Description of the task: Once you have read the data below, write it all out exactly.

Data entries

PR #109, opened 2021-11-26
COST-2096: Update prom queries to exclude non-running containers

chambridge:
* Update request and limit Prometheus queries for cpu & memory

Associated with: https://issues.redhat.com/browse/COST-2096

### DIFF
--- a/collector/queries.go
+++ b/collector/queries.go
@@ -127,7 +127,7 @@ var (
 	podQueries = &querys{
 		query{
 			Name:        "pod-limit-cpu-cores",
-			QueryString: "sum(kube_pod_container_resource_limits{resource='cpu'}) by (pod, namespace, node)",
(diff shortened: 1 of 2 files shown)


ddonahue007 (approved):
LGTM

collector/queries.go
```diff
@@ -127,7 +127,7 @@ var (
 	podQueries = &querys{
 		query{
 			Name:        "pod-limit-cpu-cores",
-			QueryString: "sum(kube_pod_container_resource_limits{resource='cpu'}) by (pod, namespace, node)",
+			QueryString: "sum(kube_pod_container_resource_limits{resource='cpu'} * on(container, pod, namespace) group_right kube_pod_container_status_ready)  by (pod, namespace, node)",
```
maskarb, line 130: These should use `group_left`, otherwise we lose the `node` in the result.

maskarb (changes requested):
This looks good, but we need one change.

Task answer:
PR #109, opened 2021-11-26
COST-2096: Update prom queries to exclude non-running containers

chambridge:
* Update request and limit Prometheus queries for cpu & memory

Associated with: https://issues.redhat.com/browse/COST-2096

### DIFF
--- a/collector/queries.go
+++ b/collector/queries.go
@@ -127,7 +127,7 @@ var (
 	podQueries = &querys{
 		query{
 			Name:        "pod-limit-cpu-cores",
-			QueryString: "sum(kube_pod_container_resource_limits{resource='cpu'}) by (pod, namespace, node)",
(diff shortened: 1 of 2 files shown)


ddonahue007 (approved):
LGTM

collector/queries.go
```diff
@@ -127,7 +127,7 @@ var (
 	podQueries = &querys{
 		query{
 			Name:        "pod-limit-cpu-cores",
-			QueryString: "sum(kube_pod_container_resource_limits{resource='cpu'}) by (pod, namespace, node)",
+			QueryString: "sum(kube_pod_container_resource_limits{resource='cpu'} * on(container, pod, namespace) group_right kube_pod_container_status_ready)  by (pod, namespace, node)",
```
maskarb, line 130: These should use `group_left`, otherwise we lose the `node` in the result.

maskarb (changes requested):
This looks good, but we need one change.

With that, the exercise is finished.